Yunzhou, Kota Qingshan.
Musim gugur baru saja tiba, udara terasa agak dingin.
Di atas arena.
Seorang remaja yang dadanya berlumuran darah terbaring di tanah, matanya tiba-tiba terbuka lebar, menatap jauh ke langit, dalam tatapan kosongnya melintas secercah cahaya tajam.
“Aku... kembali lagi!”
Meresapi aura spiritual tipis di sekelilingnya, remaja itu merasa seperti baru saja terbangun dari mimpi, namun segalanya terasa tidak nyata.
Dulu, ia adalah Penguasa Agung Taixu, menguasai satu dunia, namun karena kutukan takdir yang mengerikan, jiwa dan raganya hancur berkeping-keping.
Untungnya, ia terlahir kembali.
Bukan dengan merebut tubuh orang lain, melainkan benar-benar bereinkarnasi.

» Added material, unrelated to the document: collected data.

PR #709, opened 2021-08-09
Implement some float packing/unpacking instructions

### LINKED ISSUE #707: Expose floating point format conversion operations (16 <-> 32 bits)?
HLSL and GLSL both have operations that convert between 16 and 32-bit floating point formats.

In GLSL they look like this, packing/unpacking two 16-bit floats to/from an uint:

```
vec2 unpackHalf2x16(uint v);
uint packHalf2x16(vec2 v);
```

HLSL has scalar (non-pack/unpack) operations only:

```
uint f32tof16(in float value);
float f16tof32(in uint value);
```

I have not looked in detail yet about what actual SPIR-V the GLSL operations become. Possibly there's some capability required to get these natively?

khyperia:
Fixes #707

Wasn't too hot on the GLSL/SPIR-V name of packHalf2x16, it's *really* confusing to me what the heck that means, so tried to go more explicit with the name - at least to me, f32x2_to_f16x2 is much more clear (and in line with the scalar f32_to_f16 version)

Left off f64 conversion insts for now, ark doesn't need them any time soon and they're weird (I think they're `transmute (u32, u32) <-> f64`, not an actual bit-changing conversion?)

### DIFF
--- a/crates/spirv-std/src/float.rs
+++ b/crates/spirv-std/src/float.rs
@@ -16,7 +16,7 @@ unsafe impl Float for f64 {
 /// Converts two f32 values (floats) into two f16 values (halfs). The result is a u32, with the low
 /// 16 bits being the first f16, and the high 16 bits being the second f16.
 #[spirv_std_macros::gpu_only]
-pub fn f32x2_to_f16x2(vec: impl Vector<f32, 2>) -> u32 {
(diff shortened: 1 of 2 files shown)


hrydgard:
The new naming is better. Probably descriptive enough while still avoiding SSE-intrinsic-style acronym salad. The u32 types makes it clear enough that it's about packed values.

hrydgard (approved):

PR #710, opened 2021-08-09
Remove implicit bindless and kernel modes

khyperia:
As discussed in the meeting, remove bindless mode and kernel mode, as they're unfortunately not directions that we want to head in.

Note that "bindless mode" does not refer to actually supporting bindless itself, but rather a strongly opinionated system of features that enforced all rust-gpu programs use bindless, with no option of "normally" bound resources. Bindless is still very much a feature we want to support first-class, but we want to make more incremental changes towards making bindless easier to write, rather than dropping support for non-bindless systems. (We already support bindless in the regular, non-"bindless mode" model, and will continue to support it after this PR)


repi:
Should we clarify in the title and description that it is the _implicit bindless_ mode (or some other name for it?) this is referring to, standard bindless with explicit resources that you manage yourselves is still fully possible and something we use in Ark as well.

khyperia:
> Should we clarify in the title and description that it is the _implicit bindless_ mode (or some other name for it?) this is referring to, standard bindless with explicit resources that you manage yourselves is still fully possible and something we use in Ark as well.

Ah yeah, probably! Edited the description, but not sure how to concisely say that in the title (feel free to edit), I'm too deep in the technical weeds to think of something understandable to folks not in the pit of shenanigans :P

repi:
Thanks fair enough, think we can call the old mode that is removed here "implicit bindless" as it did implicitly create resources for bindless access.

That said - "bindless" is a stupid word as well :)

eddyb (approved):

Jasper-Bekkers:
This removal is really unfortunate and is kind of forcing us to have to maintain a fork of the project :-(

PR #715, opened 2021-08-10
Introduce `remove_unused_params` pass, to run just before zombie removal.

eddyb:
By removing (transitively) dead `fn` parameters, this PR also removes their matching *arguments*, which could be invalid (i.e. zombies).

The main usecase is `#[track_caller]`, which is becoming more prevalent in `core`.
The added test fails before this PR with:
```
error: constant arrays/structs cannot contain pointers to other constants
  --> $DIR/track_caller.rs:16:5
   |
16 |     track_caller_maybe_panic(x);
   |     ^^^^^^^^^^^^^^^^^^^^^^^^^^^
   |
   = note: Stack:
           track_caller::main
           Unnamed function ID %17
```

This allows updating past https://github.com/rust-lang/rust/pull/86664 (which gets transitively called from `mem::replace`).

Also, I tried using this to remove our hardcoded panic hacks, but it's not compatible with `-C debuginfo=2` (even if the `%x.dbg.spill` stack slots have no debuginfo attached, they're still created and `store`d to, so they get in the way).

### DIFF
--- a/crates/rustc_codegen_spirv/src/linker/param_weakening.rs
+++ b/crates/rustc_codegen_spirv/src/linker/param_weakening.rs
@@ -1,0 +1,114 @@
+//! Interprocedural optimizations that "weaken" function parameters, i.e. they
+//! replace parameter types with "simpler" ones, or outright remove parameters,
+//! based on how those parameters are used in the function and/or what arguments
+//! get passed from callers.
+//!
+use crate::linker::ipo::CallGraph;
+use indexmap::IndexMap;
+use rspirv::dr::{Builder, Module, Operand};
+use rspirv::spirv::{Op, Word};
+use rustc_data_structures::fx::FxHashMap;
+use rustc_index::bit_set::BitSet;
+use std::mem;
+
+pub fn remove_unused_params(module: Module) -> Module {
+    let call_graph = CallGraph::collect(&module);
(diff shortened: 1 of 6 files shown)


crates/rustc_codegen_spirv/src/linker/param_weakening.rs
```diff
@@ -0,0 +1,114 @@
...
+
+        // Regenerate the function type from remaining parameters, if necessary.
+        if unused_params.is_some() {
+            let return_type = func.def.as_mut().unwrap().result_type.unwrap();
+            let new_param_types: Vec<_> = func
+                .parameters
+                .iter()
+                .map(|inst| inst.result_type.unwrap())
+                .collect();
+            let new_func_type = builder.type_function(return_type, new_param_types);
```
khyperia, line 107: Hrmpf. `O(n^2)` linear search here for dedup isn't great, but I guess it's fine, usually not many functions.

khyperia (approved):

crates/rustc_codegen_spirv/src/linker/param_weakening.rs
hrydgard: "usually not many" - famous last words ;)

PR #716, opened 2021-08-10
rustup: update to nightly-2021-08-10.

eddyb:
This is finally possible because of:
* https://github.com/rust-lang/rust/pull/87827
* https://github.com/EmbarkStudios/rust-gpu/pull/712
* https://github.com/EmbarkStudios/rust-gpu/pull/715


khyperia (approved):
:tada:

eddyb:
If something broke with android while we weren't updating, I may need to bisect it, ugh.

PR #717, opened 2021-08-10
asm: add support for noreturn option

msiglreith:
`OpUnreachable` will be appended as terminator at the end of the asm block (done automatically by the rustc)

Fixes https://github.com/EmbarkStudios/rust-gpu/issues/570

### DIFF
--- a/crates/rustc_codegen_spirv/src/builder/spirv_asm.rs
+++ b/crates/rustc_codegen_spirv/src/builder/spirv_asm.rs
@@ -70,8 +70,13 @@ impl<'a, 'tcx> AsmBuilderMethods<'tcx> for Builder<'a, 'tcx> {
         options: InlineAsmOptions,
         _line_spans: &[Span],
     ) {
-        if !options.is_empty() {
-            self.err(&format!("asm flags not supported: {:?}", options));
+        const SUPPORTED_OPTIONS: InlineAsmOptions = InlineAsmOptions::NORETURN;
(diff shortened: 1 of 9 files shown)


khyperia (changes requested):
With `options(noreturn)`, the user should not have to write `%unused = OpLabel`, which is quite a horrible workaround hack.

I believe the proper fix here is to add full understanding of basic blocks to the asm emitter, rather than shoving basic block headers/terminators into `blocks[i].instructions`.

Specifically, the emitter should keep track of whether the current context is within a basic block, keep track of what that block is (if there is a block), validate that no invalidly placed position instructions are present (e.g. OpAdd after a terminator), and assert that at the end of the block, if `noreturn` is not present, there is an active block, but if `noreturn` is present, there is not an active block.

crates/rustc_codegen_spirv/src/builder/spirv_asm.rs
```diff
@@ -328,10 +366,32 @@ impl<'cx, 'tcx> Builder<'cx, 'tcx> {
                 }
                 return;
             }
-            _ => {
+
+            op => {
                 self.emit()
                     .insert_into_block(dr::InsertPoint::End, inst)
                     .unwrap();
```
khyperia, line 373: Still would be nice to not shove everything into the same block, including terminators and labels, but whatever I guess!

khyperia (approved):

PR #718, opened 2021-08-10
asm: implicit label after return or abort terminator

### LINKED ISSUE #564: Correctly handle terminators in inline assembly
Currently the following assembly code causes a `ConsumerError(MismatchedTerminator)` ICE.

### Code

```
// build-pass

use spirv_std as _;

#[spirv(any_hit_khr)]
pub fn main() {
    unsafe {
        asm!(r#"OpExtension "SPV_KHR_ray_tracing""#);
        asm!("OpCapability RayTracingKHR", "OpTerminateRayKHR");
    }
}
```

### Error

```
thread 'rustc' panicked at 'called `Result::unwrap()` on an `Err` value: ConsumerError(MismatchedTerminator)', crates/rustc_codegen_spirv/src/link.rs:423:58

error: internal compiler error: unexpected panic

note: the compiler unexpectedly panicked. this is a bug.

note: we would appreciate a bug report: https://github.com/EmbarkStudios/rust-gpu/issues/new

note: rustc 1.52.0-nightly (61edfd591 2021-03-20) running on x86_64-apple-darwin

note: compiler flags: -Z codegen-backend=/Users/erin.power/src/rust-gpu2/target/release/deps/librustc_codegen_spirv.dylib -Z unstable-options -Z crate-attr=no_std -Z crate-attr=feature(register_attr,asm) -Z crate-attr=register_attr(spirv) -C prefer-dynamic -C overflow-checks=off -C debug-assertions=off -C debuginfo=2 -C embed-bitcode=no --crate-type dylib
```

msiglreith:
Implicitly add an `OpLabel` once a return or abort terminator is found in the asm line stream. This allows to remove the `%unused = OpLabel` workaround.

Internally, it creates an explicit label instruction and skips the begin_block/end_block mechanism of the rspirv builder due to how the cursor works. I hope handling this transparently is fine, asumming there will be no reference to this label.

Depends on #717
Fixes #564

### DIFF
--- a/crates/rustc_codegen_spirv/src/builder/spirv_asm.rs
+++ b/crates/rustc_codegen_spirv/src/builder/spirv_asm.rs
@@ -70,8 +70,13 @@ impl<'a, 'tcx> AsmBuilderMethods<'tcx> for Builder<'a, 'tcx> {
         options: InlineAsmOptions,
         _line_spans: &[Span],
     ) {
-        if !options.is_empty() {
-            self.err(&format!("asm flags not supported: {:?}", options));
+        const SUPPORTED_OPTIONS: InlineAsmOptions = InlineAsmOptions::NORETURN;
+        let unsupported_options = options & !SUPPORTED_OPTIONS;
+        if !unsupported_options.is_empty() {
+            self.err(&format!(
+                "asm flags not supported: {:?}",
+                unsupported_options
+            ));
         }
         // vec of lines, and each line is vec of tokens
         let mut tokens = vec![vec![]];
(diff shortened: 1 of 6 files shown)


khyperia (changes requested):
This is incorrect, as the user should be able to write multiple blocks in an `asm!` with normal syntax - with this, they would somehow have to know to not write `OpLabel`.

Also, please merge this PR into #717, partial fixes from partial PRs leaving glaring issues are very difficult to coordinate and review. (I didn't see this PR when I reviewed 717)

msiglreith:
Thanks, will look into it again - closing in favor of a single PR #717

PR #721, opened 2021-08-13
link: switch from `tar` to `ar` for `.rlib`s.

### LINKED ISSUE #711: Migrate from tar to ar
As mentioned in #698 (and I guess #701), it'd be nice to use proper ar archives instead of tar.

As this isn't a super urgent task, this would be a great issue for non-Embark folks to work on if you're interested!

eddyb:
Fixes #711 by an almost-`1:1` replacement of the [`tar`](https://docs.rs/tar/0.4.37/tar/) crate with the [`ar`](https://docs.rs/ar/0.8.0/ar/) crate. The documentation for those crates points to more information on the formats, but in short:
* [`ar` dates from 1971](https://en.wikipedia.org/wiki/Ar_(Unix)), holds a flat list of files, and is only used for `.a` static libraries (which contain the `.o` files they were created from, and optionally a symbol table) and `.deb` packages (for some reason)
  * it also has a BSD vs GNU split, but based on the GNU variant being used on Linux and Windows, I chose that, as it likely means better support
* [`tar` dates from 1979](https://en.wikipedia.org/wiki/Tar_(computing)), understands directory trees, and has been used for pretty much any archive purpose on UNIX systems (often compressed as e.g. `.tar.gz` or `.tar.xz`)

While using `tar` (or anything else, like, say, `zip`) doesn't really cause any issues, since we don't need to interop with any tools (for now), switching to `ar` does let us deduplicate some code (sadly for now only the part that finds the `rmeta` file inside the `.rlib`).

For future reference, the `rustc_codegen_cranelift` code for handling archives, which could eventually be moved into `rustc_codegen_ssa` (or in some other crate, more dedicated to linking) can be found in its [`src/archive.rs`](https://github.com/rust-lang/rust/blob/362e0f55eb1f36d279e5c4a58fb0fe5f9a2c579d/compiler/rustc_codegen_cranelift/src/archive.rs) (cc @bjorn3).

**EDIT**: there is some precedent for what we're doing, and also the reason for why "just" having a `.rmeta` file inside the `.rlib` works - on most platforms we actually wrap the `.rmeta` in an `.o`, but [WebAssembly doesn't need that](https://github.com/rust-lang/rust/blob/2fc3c69e5419292e92663a5f1e39203478925661/compiler/rustc_codegen_ssa/src/back/link.rs#L345-L348), which means the default "get `.rmeta` from `.rlib`" implementation in `rustc_codegen_ssa` can handle a plain `.rmeta` file.

### DIFF
--- a/Cargo.lock
+++ b/Cargo.lock
@@ -78,6 +78,12 @@ source = "registry+https://github.com/rust-lang/crates.io-index"
 checksum = "595d3cfa7a60d4555cb5067b99f07142a08ea778de5cf993f7b75c7d8fabc486"
 
 [[package]]
+name = "ar"
+version = "0.8.0"
+source = "registry+https://github.com/rust-lang/crates.io-index"
+checksum = "450575f58f7bee32816abbff470cbc47797397c2a81e0eaced4b98436daf52e1"
+
+[[package]]
 name = "arrayvec"
 version = "0.5.2"
 source = "registry+https://github.com/rust-lang/crates.io-index"
@@ -2234,6 +2240,7 @@ checksum = "08d43f7aa6b08d49f382cde6a7982047c3426db949b1424bc4b7ec9ae12c6ce2"
 name = "rustc_codegen_spirv"
 version = "0.4.0-alpha.12"
 dependencies = [
+ "ar",
  "bimap",
  "hashbrown 0.11.2",
  "indexmap",
@@ -2249,7 +2256,6 @@ dependencies = [
  "smallvec",
  "spirv-tools",
  "syn",
- "tar",
  "tempfile",
  "topological-sort",
 ]
--- a/crates/rustc_codegen_spirv/Cargo.toml
+++ b/crates/rustc_codegen_spirv/Cargo.toml
@@ -35,6 +35,7 @@ num-traits = { version = "0.2", features = ["libm"] }
 syn = { version = "1", features = ["visit", "visit-mut"] }
 
 # Normal dependencies.
+ar = "0.8.0"
 bimap = "0.6"
 indexmap = "1.6.0"
 rspirv = { git = "https://github.com/gfx-rs/rspirv.git", rev = "c2a11ba7961fa7c675800f50c1903f0e96c633f8" }
@@ -44,7 +45,6 @@ serde = { version = "1.0", features = ["derive"] }
 serde_json = "1.0"
 smallvec = "1.6.1"
 spirv-tools = { version = "0.6.1", default-features = false }
-tar = "0.4.30"
 topological-sort = "0.1"
 
 [dev-dependencies]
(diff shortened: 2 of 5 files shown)


khyperia (approved):

khyperia:
thanks @bjorn3 for the original pointer on this!

bjorn3:
> For future reference, the rustc_codegen_cranelift code for handling archives, which could eventually be moved into rustc_codegen_ssa (or in some other crate, more dedicated to linking) can be found in its src/archive.rs (cc @bjorn3).

Unfortunately not. The upstream ar crate doesn't handle symnol table generation. I am using a fork that does implement it. It works fine with Linux, FreeBSD and MinGW, but for some reason not on macOS. I hope that the object crate will eventually support writing object files and support macOS too.

eddyb:
Maybe a path forward could be `object` having a wrapper for the `ar` crate, that can read/write the symbol table information? Not sure how valuable `ar` is on its own without that support, but it makes sense on some level that you can have it for the "archive" part, and then `object` can handle "static library in `ar` format".

eddyb:
(disabled auto-merge until I can figure out why it failed on CI on windows - the `HACK` commit is for diagnosing that)

bjorn3:
> Not sure how valuable ar is on its own without that support,

Without symbol table no linker I know of will attempt to read anything from an archive.

> but it makes sense on some level that you can have it for the "archive" part, and then object can handle "static library in ar format".

The symbol table writing and archive writing need to be handled by the same crate. Symbol tables contain offsets to the start of the defining object files, not an index. The symbol table is always the first member of an archive, even for gnu style archives which have a name table before all user defined members. The symbol table format also depends on the archive format. There is a program called ranlib that can create the symbol tables after the fact, but because it is after the fact, it needs to rewrite the archive, which is slow.

khyperia:
> Without symbol table no linker I know of will attempt to read anything from an archive.

I mean, our linker does? :P - tbh though, there's no standard at all for shoving spir-v modules into an archive, and the concept of linking spir-v is only _barely_ included in the spec, and is extremely, extremely rare to do in the spir-v world. We're basically just using tar/ar as "rustc expects us to bundle multiple compilation results into one file, I guess we'll use ar, even though they're not even object files"

eddyb:
Something I forgot to mention is that WASM uses `ar` but doesn't bother wrapping the `.rmeta` file in some kind of WASM binary file, and [there's even a comment about it](https://github.com/rust-lang/rust/blob/2fc3c69e5419292e92663a5f1e39203478925661/compiler/rustc_codegen_ssa/src/back/link.rs#L345-L348) (I'll edit the PR description now).

eddyb:
Windows failure is https://github.com/mdsteele/rust-ar/issues/19 - I will work around it for now, but also try to fix it upstream.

Dalam kehidupan sebelumnya, seberkas jiwanya dengan seluruh ingatan berputar dalam siklus kelahiran kembali, memasuki tubuh seorang wanita, membentuk raga baru dengan aura bawaan, memulai kehidupan yang baru.
Hingga hari ini, ingatan masa lalunya terbangkitkan.
Ingatan dua kehidupan menyatu sempurna, tanpa sekat sedikit pun.
Ia duduk perlahan.
Tiba-tiba, dada terasa sakit menusuk, membuatnya mengerutkan kening.
“Lin Luo, berani-beraninya kau pura-pura mati!”
Sebuah suara tajam membuyarkan lamunannya.
Pura-pura mati?
Benar!
Kehidupan ini, ia adalah anggota cabang keluarga Lin di Kota Qingshan, bernama Lin Luo. Ia hampir mati karena terluka parah saat mengikuti seleksi masuk Akademi Bela Diri Distrik Baisha.